Rust’s rustc compiler has a surprising number of knobs to twist for release builds, and they can shave off significant time from your build process and even improve runtime performance if you know where to look.
Let’s peek under the hood of a typical release build using cargo build --release. Cargo, by default, uses a specific set of optimizations (opt-level = 3, lto = "fat", codegen-units = 1) and a debug profile that’s stripped down. But there’s more to explore.

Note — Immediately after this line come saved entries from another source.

PR #35245, opened 2024-01-11
[New Resource] launchwizard_deployment

brakf:
### Description

Introduces the first resource for the new API of AWS LaunchWizard.
LaunchWizard provides a guided experience to deploy enterprise applications on EC2 (e.g. SAP, MS ISS, etc.).
The new API currently only supports SAP workloads.

The API requires specifications to be send as a JSON file. As specifications are different for each deployment pattern, I decided to use a key-value map for this. Long term, I would add the possibilty to set specifications in pattern-specific blocks.

There is no Update API.

As SAP is a licensed software, LaunchWizard requires that the installation media is provided in an S3 bucket. For full acceptance testing, the bucket needs to be provided via the environment variable LAUNCHWIZARD_SAP_INST_MEDIA_S3_URI. Basic acceptance testing works without.

### References
https://docs.aws.amazon.com/launchwizard/latest/APIReference/API_CreateDeployment.html
https://docs.aws.amazon.com/launchwizard/latest/APIReference/launch-wizard-specifications.html
https://docs.aws.amazon.com/launchwizard/

```console
% make testacc TESTS=TestAccLaunchWizardDeployment PKG=launchwizard
TF_ACC=1 go test ./internal/service/launchwizard/... -v -count 1 -parallel 20 -run='TestAccLaunchWizardDeployment'  -timeout 360m
=== RUN   TestAccLaunchWizardDeployment_basic
=== PAUSE TestAccLaunchWizardDeployment_basic
=== RUN   TestAccLaunchWizardDeployment_basicFullInstallation
=== PAUSE TestAccLaunchWizardDeployment_basicFullInstallation
=== RUN   TestAccLaunchWizardDeployment_disappears
=== PAUSE TestAccLaunchWizardDeployment_disappears
=== RUN   TestAccLaunchWizardDeployment_SkipDestroyAfterFailure
=== PAUSE TestAccLaunchWizardDeployment_SkipDestroyAfterFailure
=== CONT  TestAccLaunchWizardDeployment_basic
=== CONT  TestAccLaunchWizardDeployment_disappears
=== CONT  TestAccLaunchWizardDeployment_SkipDestroyAfterFailure
=== CONT  TestAccLaunchWizardDeployment_basicFullInstallation
--- PASS: TestAccLaunchWizardDeployment_basic (1204.23s)
--- PASS: TestAccLaunchWizardDeployment_disappears (1289.58s)
--- PASS: TestAccLaunchWizardDeployment_basicFullInstallation (2670.04s)
--- PASS: TestAccLaunchWizardDeployment_SkipDestroyAfterFailure (3113.62s)
PASS
ok      github.com/hashicorp/terraform-provider-aws/internal/service/launchwizard       3119.984s

```

I defined 4 cases. 1 is requires SAP installation files that need to be placed in an S3 bucket. However, it is optional as the other cases should cover the same basic functionality and behaviours. To run the fourth test case, place the installation media in an S3 bucket and provide the URI as environment parameter LAUNCHWIZARD_SAP_INST_MEDIA_S3_URI

One of the test cases fails intentionally in order to test a virtual attribute that defines whether the stack should be deleted after a failed deployment or not. Leaving it avaiblable often makes sense for troubleshooting.


brakf:
Dear Team (@ewbankkit),
I am struggling with how to handle the fact that AWS masks the response for passwords in the GetDeployment Reponse.  For normal usage this is not a big deal as I have a workaround to ignore the value coming from the API and overwrite it with the password that was stored in state.

However, I am running into problems duing Import of the resource. The workaround doesn't work. I need a solution to write the password value from the configuration into the state before the plan is computed.

Root cause is the fact that I use a key/value map for the specifications and the complete map requires replace. I need a solution to check a single value in that map (if it is set) and ensure a change to it doesn't cause a replace. I found  mapplanmodifier.RequiresReplaceIf but no active implementation and couldn't get it to run on my own...

(changing specification to a block with explicit values is an alternative but would introduce a lot of complexity as there are a lot of possible values and combinations. I'd rather offload those validations to the API. https://docs.aws.amazon.com/launchwizard/latest/APIReference/launch-wizard-specifications-sap.html)

brakf:
How to properly handle an ExpiredTokenException while waiting for the process to finish? I do have a workaround that ensures that the resource isn't tainted, but it feels "hacky". Depending on the deployment pattern, it might take a few hours for the deployment to finish.

I have thought about a solution similar to the validation of acm certificates (creating the deployment in one resource and waiting for it to finish with another)

brakf:
I did some final changes after finally realizing my timeout problems came from my local configuration. Adjusted the error handling and fixed the test cases. Updated the acceptance test output after the last commit.

brakf:
@justinretzolk ; any update on this or info about priorisation?

brakf:
Dear Team,
@justinretzolk , @ewbankkit

It has been almost half a year and I am growing a bit frustrated. Can you please look at this PR?

Thank you!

Consider a simple Rust project. Normally, you’d just run cargo build --release. This command triggers rustc with a default set of optimizations.
// src/main.rs
fn main() {
let mut sum = 0;
for i in 0..1000000 {
sum += i;
}
println!("Sum: {}", sum);
}
If you run cargo build --release on this, Cargo consults Cargo.toml. The default release profile looks something like this:
# Cargo.toml
[profile.release]
opt-level = 3
lto = "fat"
codegen-units = 1
panic = "unwind"
strip = true
This profile tells rustc to go all-in on optimizations. opt-level = 3 enables the most aggressive optimizations the LLVM backend supports. lto = "fat" (Link Time Optimization) allows LLVM to optimize across crate boundaries, seeing the whole program as one unit. codegen-units = 1 instructs LLVM to perform optimizations on the entire compilation unit at once, rather than breaking it into smaller chunks, which can be slower to compile but often results in faster code. strip = true removes debugging symbols to reduce binary size.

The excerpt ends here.